--- START ---

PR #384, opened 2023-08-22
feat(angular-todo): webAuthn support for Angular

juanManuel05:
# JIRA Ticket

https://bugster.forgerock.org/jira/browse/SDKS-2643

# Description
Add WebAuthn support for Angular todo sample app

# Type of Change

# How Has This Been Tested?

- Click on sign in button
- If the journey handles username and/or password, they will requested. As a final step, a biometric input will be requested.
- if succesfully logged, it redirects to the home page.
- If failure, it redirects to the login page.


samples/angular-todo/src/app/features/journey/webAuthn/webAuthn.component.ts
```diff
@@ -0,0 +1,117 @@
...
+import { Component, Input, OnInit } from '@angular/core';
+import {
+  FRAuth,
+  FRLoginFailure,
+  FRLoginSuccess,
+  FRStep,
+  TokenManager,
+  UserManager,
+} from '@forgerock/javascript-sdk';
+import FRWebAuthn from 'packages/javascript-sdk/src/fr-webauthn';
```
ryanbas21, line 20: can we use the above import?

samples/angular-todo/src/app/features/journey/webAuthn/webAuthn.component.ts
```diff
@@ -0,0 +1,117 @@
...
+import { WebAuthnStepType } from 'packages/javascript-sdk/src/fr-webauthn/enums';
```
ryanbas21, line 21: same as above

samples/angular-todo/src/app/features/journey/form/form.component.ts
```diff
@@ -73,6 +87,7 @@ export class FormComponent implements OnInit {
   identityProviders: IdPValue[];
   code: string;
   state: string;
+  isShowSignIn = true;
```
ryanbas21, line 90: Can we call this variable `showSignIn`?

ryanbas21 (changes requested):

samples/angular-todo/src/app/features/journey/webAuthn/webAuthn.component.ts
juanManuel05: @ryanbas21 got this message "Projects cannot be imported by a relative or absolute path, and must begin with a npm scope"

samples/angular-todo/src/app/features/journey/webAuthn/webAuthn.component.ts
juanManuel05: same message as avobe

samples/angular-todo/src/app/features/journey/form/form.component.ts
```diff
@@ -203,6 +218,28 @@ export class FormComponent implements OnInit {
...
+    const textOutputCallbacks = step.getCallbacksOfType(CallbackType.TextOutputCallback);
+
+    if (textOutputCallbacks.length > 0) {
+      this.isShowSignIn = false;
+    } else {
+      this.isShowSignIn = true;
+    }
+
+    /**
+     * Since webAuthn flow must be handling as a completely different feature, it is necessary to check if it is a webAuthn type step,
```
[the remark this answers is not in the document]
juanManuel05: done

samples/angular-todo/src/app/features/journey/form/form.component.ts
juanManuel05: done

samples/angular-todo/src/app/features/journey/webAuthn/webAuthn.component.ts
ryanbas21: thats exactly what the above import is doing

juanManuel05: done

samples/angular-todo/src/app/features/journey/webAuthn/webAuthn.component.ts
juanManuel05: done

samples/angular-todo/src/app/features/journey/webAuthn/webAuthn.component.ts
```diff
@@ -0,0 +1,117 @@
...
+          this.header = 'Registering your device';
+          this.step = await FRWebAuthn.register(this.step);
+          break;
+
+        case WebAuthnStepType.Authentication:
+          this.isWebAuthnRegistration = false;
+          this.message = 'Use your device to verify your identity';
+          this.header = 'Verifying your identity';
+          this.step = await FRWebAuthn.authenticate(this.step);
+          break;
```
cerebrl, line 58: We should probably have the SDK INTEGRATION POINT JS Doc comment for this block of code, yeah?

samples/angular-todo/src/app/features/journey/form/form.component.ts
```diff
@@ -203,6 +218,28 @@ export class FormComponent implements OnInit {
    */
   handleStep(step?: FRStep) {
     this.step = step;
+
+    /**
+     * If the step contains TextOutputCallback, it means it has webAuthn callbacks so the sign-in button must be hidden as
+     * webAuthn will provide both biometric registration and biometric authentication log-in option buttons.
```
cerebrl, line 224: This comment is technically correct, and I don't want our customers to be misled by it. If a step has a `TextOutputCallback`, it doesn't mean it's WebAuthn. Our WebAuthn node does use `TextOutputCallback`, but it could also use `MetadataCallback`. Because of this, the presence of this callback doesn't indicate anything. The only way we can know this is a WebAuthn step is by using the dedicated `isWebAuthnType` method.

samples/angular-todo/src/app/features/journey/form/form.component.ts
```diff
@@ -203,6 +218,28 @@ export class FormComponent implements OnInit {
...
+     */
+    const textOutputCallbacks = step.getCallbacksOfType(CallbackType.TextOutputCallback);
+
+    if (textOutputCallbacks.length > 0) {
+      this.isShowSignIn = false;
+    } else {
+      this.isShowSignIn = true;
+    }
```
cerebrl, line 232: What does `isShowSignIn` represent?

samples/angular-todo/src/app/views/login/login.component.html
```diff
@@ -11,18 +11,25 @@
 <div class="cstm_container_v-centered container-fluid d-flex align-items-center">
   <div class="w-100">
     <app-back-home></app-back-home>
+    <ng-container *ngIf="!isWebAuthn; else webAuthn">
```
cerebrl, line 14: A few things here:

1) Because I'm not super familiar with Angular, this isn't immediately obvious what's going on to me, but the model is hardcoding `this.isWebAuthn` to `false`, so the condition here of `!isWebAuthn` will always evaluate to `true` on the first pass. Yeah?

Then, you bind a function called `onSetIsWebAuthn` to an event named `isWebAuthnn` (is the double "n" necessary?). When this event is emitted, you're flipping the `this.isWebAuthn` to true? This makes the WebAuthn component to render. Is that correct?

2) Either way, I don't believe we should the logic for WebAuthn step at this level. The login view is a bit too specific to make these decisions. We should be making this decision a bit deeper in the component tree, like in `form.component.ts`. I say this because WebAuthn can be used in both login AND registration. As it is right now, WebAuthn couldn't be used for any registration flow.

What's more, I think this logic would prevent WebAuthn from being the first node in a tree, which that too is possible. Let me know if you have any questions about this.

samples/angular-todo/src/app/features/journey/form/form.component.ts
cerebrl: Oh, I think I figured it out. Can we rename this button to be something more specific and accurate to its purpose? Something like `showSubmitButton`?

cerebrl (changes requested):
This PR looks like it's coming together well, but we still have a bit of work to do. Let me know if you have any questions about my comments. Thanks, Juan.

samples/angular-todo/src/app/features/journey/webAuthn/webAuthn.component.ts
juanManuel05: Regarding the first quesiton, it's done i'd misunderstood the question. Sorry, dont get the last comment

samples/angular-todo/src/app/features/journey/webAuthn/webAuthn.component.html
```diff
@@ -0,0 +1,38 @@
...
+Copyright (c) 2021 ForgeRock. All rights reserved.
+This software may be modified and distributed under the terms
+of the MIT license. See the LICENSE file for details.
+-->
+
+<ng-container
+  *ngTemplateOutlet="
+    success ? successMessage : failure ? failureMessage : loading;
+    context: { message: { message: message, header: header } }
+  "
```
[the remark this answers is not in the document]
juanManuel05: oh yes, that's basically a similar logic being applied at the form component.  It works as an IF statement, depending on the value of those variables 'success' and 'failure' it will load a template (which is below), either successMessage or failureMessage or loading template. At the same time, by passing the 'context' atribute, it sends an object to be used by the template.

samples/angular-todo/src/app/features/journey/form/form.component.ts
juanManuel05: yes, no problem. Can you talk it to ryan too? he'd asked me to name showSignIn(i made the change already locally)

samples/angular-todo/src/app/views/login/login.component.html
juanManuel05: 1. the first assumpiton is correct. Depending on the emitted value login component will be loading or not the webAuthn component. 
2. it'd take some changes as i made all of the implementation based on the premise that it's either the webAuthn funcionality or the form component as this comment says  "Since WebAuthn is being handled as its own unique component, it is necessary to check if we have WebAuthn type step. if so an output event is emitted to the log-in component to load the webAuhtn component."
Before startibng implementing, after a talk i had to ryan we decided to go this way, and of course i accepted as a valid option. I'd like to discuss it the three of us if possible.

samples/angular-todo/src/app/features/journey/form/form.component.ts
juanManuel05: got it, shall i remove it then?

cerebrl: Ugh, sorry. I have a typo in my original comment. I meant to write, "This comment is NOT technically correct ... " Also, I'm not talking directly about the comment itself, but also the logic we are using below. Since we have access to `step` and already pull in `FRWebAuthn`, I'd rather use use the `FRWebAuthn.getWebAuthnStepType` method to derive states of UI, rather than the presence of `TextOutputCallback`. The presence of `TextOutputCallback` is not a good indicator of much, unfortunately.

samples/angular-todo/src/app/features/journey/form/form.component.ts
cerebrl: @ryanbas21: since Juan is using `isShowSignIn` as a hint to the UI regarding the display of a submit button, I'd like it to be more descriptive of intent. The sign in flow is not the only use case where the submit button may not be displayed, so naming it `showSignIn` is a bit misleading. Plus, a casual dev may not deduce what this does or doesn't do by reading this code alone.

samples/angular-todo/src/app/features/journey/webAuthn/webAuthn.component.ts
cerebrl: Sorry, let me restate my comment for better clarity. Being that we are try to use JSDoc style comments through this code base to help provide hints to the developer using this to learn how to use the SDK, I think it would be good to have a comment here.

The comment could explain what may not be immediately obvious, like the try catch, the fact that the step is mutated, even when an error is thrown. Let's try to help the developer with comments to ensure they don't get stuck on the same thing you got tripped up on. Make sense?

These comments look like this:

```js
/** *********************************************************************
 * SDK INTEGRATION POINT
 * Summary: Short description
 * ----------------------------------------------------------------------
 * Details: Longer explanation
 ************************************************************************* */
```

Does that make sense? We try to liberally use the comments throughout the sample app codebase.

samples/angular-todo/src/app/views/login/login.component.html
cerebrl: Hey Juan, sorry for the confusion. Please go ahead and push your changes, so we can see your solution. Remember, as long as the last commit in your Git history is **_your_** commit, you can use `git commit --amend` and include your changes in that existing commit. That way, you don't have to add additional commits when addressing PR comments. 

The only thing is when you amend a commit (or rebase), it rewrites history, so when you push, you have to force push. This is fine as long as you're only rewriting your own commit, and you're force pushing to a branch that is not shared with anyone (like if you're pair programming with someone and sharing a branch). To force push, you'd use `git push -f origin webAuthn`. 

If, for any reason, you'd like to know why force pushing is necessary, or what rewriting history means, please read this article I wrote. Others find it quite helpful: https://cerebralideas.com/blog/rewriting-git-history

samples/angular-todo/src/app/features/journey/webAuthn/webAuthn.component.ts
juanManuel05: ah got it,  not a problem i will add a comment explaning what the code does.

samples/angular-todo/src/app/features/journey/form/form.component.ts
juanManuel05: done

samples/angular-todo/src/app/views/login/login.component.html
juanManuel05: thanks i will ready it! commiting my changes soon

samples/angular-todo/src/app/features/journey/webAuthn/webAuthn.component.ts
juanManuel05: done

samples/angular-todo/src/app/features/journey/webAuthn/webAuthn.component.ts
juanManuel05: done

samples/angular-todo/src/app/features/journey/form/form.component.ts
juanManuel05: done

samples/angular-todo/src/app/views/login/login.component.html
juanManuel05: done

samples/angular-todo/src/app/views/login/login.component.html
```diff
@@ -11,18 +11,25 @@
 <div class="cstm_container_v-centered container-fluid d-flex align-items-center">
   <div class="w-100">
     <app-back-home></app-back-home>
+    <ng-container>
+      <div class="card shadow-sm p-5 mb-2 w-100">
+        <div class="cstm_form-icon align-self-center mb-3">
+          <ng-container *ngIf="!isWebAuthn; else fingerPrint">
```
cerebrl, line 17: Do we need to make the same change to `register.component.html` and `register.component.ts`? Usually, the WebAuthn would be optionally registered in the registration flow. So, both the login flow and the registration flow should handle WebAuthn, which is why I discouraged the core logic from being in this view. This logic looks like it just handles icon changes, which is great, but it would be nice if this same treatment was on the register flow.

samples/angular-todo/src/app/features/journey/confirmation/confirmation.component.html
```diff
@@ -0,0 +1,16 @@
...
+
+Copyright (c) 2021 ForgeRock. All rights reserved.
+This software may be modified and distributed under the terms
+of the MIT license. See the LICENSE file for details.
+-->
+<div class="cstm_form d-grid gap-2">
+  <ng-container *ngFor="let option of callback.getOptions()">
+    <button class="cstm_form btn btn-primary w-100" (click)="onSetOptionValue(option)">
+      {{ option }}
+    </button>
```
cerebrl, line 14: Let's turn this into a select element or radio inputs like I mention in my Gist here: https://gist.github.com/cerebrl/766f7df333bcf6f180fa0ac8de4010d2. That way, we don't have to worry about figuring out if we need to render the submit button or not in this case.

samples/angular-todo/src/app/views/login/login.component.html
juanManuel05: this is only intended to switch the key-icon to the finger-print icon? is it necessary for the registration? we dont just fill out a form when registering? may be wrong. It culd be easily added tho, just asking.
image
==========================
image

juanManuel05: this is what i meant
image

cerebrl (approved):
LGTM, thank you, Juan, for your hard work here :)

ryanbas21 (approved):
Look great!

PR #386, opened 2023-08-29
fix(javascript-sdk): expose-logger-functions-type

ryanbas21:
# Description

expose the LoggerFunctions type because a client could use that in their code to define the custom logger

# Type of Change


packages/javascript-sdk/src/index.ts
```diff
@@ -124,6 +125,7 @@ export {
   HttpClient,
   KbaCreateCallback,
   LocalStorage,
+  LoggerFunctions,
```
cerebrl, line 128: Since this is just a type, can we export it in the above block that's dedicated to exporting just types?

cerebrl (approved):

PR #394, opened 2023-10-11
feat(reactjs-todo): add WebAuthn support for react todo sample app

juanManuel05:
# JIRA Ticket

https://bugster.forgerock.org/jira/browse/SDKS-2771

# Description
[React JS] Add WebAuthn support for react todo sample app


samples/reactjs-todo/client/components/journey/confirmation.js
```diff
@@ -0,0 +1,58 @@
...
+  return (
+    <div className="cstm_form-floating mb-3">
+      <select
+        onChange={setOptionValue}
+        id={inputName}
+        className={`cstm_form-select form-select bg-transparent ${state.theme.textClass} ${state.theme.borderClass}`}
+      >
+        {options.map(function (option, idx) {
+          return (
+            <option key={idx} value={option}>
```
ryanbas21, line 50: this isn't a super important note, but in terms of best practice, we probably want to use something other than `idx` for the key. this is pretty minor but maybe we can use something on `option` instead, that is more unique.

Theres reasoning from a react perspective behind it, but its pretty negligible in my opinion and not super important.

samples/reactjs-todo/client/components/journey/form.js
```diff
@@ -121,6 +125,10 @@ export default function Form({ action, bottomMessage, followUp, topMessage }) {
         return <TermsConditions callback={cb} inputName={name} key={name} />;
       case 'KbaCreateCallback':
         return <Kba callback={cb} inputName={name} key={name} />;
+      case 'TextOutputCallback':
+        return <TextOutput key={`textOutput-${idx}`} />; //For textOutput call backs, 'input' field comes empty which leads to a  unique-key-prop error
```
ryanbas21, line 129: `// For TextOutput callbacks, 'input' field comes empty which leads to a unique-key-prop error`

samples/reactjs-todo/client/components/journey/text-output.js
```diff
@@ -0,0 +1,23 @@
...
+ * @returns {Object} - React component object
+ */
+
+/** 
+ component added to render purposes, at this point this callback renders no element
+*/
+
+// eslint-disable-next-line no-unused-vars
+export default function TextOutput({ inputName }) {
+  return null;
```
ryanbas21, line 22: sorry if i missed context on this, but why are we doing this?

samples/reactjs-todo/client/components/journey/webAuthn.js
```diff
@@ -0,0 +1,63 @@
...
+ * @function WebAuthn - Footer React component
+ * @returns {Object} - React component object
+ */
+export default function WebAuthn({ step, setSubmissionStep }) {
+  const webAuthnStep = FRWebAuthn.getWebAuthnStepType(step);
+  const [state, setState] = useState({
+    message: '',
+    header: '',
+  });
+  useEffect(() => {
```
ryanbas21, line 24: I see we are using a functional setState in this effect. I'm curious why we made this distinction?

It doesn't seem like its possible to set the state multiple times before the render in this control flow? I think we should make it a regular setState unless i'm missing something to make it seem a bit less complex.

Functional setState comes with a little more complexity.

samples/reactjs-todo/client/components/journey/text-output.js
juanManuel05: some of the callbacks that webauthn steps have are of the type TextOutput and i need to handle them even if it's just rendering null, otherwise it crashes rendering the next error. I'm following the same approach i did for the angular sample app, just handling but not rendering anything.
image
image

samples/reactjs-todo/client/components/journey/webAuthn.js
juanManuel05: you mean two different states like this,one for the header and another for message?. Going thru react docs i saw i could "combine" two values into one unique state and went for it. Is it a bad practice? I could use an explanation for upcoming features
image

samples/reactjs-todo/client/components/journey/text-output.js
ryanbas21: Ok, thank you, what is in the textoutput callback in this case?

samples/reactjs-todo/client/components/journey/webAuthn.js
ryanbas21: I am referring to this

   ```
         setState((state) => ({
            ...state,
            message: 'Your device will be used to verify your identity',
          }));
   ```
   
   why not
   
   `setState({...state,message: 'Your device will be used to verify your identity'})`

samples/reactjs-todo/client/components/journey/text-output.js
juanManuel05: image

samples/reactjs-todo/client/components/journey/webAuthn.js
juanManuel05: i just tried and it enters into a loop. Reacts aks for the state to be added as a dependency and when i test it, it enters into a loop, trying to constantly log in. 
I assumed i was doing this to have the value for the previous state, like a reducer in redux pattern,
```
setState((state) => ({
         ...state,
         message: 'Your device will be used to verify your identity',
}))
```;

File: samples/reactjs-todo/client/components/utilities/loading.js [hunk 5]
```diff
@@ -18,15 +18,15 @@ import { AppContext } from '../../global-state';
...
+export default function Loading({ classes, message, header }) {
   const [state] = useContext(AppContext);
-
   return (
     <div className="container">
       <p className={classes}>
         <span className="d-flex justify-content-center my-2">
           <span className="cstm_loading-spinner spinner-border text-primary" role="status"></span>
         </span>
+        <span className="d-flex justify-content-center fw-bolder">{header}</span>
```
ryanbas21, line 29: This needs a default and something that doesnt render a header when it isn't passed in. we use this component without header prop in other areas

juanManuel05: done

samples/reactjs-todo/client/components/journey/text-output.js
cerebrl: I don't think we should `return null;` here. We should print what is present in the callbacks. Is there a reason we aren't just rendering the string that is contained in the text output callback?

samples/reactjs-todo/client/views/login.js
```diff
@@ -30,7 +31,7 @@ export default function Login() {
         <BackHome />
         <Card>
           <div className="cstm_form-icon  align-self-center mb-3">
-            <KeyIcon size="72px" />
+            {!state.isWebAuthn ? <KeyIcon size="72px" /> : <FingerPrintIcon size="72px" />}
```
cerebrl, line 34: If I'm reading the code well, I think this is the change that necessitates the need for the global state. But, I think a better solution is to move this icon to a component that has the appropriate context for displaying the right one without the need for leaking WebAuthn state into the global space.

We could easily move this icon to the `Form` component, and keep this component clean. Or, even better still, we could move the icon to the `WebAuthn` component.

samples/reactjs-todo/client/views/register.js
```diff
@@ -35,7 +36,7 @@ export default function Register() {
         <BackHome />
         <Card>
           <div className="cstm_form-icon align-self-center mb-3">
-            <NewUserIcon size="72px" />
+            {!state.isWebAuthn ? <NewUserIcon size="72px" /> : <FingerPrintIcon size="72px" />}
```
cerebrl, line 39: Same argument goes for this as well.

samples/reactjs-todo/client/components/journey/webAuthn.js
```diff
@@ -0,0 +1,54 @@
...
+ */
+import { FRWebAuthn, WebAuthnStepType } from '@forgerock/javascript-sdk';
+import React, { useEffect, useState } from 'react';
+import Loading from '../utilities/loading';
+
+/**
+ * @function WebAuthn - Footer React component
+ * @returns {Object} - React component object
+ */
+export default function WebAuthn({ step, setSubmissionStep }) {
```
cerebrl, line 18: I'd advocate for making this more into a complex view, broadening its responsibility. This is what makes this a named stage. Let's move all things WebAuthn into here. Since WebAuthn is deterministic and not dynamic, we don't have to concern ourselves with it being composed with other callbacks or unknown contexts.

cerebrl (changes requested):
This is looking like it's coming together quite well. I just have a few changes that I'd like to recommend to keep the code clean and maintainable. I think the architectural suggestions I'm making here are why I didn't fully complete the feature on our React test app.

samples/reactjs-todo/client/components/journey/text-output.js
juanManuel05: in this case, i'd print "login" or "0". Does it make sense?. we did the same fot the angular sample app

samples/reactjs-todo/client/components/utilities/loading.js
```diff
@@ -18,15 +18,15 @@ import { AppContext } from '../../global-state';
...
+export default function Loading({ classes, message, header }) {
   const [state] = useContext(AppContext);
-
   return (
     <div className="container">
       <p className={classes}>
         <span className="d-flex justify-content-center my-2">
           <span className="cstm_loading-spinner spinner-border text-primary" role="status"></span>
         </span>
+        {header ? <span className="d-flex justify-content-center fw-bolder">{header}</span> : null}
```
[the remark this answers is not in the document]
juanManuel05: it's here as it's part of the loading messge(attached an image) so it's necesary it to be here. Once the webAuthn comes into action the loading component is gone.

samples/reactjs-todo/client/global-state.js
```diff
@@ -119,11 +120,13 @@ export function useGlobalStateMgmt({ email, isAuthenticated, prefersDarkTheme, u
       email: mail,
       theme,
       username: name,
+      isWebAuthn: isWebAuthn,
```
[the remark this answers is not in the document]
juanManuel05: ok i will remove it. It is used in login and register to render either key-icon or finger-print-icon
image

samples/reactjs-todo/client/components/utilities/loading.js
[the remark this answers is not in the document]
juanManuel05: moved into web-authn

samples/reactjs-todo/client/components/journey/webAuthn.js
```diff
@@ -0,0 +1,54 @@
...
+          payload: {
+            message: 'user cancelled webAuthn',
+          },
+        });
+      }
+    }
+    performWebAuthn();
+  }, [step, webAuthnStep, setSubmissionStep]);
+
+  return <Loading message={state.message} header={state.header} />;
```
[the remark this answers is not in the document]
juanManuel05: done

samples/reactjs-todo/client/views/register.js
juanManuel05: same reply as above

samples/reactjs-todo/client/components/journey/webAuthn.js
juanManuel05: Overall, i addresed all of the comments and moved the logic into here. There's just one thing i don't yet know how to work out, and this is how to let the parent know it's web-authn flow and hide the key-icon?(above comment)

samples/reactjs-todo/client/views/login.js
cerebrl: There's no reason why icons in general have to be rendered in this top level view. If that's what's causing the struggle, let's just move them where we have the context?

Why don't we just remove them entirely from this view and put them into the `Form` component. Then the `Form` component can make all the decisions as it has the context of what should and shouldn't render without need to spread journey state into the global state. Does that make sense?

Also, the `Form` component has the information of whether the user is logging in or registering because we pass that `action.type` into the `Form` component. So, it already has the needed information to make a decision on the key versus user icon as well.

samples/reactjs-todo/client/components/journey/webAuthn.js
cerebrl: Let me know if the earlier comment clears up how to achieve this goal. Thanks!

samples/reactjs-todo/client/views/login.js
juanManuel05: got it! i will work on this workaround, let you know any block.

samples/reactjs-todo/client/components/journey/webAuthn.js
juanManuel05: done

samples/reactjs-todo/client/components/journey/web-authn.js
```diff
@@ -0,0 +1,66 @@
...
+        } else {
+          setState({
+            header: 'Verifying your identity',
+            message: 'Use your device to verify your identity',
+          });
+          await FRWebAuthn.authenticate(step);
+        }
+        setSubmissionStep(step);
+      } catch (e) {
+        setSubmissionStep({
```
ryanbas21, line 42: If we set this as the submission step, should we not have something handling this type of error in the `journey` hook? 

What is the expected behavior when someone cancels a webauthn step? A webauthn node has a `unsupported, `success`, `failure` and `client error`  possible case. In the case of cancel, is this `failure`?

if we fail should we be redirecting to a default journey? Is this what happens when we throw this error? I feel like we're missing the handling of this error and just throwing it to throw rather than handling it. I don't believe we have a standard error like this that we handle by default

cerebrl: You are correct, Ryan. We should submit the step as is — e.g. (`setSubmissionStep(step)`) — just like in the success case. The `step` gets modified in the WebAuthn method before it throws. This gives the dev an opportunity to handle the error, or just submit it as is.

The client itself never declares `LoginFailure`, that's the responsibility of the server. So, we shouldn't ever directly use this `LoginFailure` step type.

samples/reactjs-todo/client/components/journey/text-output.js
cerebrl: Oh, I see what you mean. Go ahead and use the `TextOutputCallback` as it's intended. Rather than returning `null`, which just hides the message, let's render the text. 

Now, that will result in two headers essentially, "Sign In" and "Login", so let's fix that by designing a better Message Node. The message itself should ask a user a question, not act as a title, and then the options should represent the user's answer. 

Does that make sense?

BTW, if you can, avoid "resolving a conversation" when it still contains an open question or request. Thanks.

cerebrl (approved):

--- END ---

### [ABOUT THIS EXERCISE]
If a line in the records contains "useState", report it.

### [SOLUTION TO THIS PROBLEM]
+  const [state, setState] = useState({
+import React, { useEffect, useState } from 'react';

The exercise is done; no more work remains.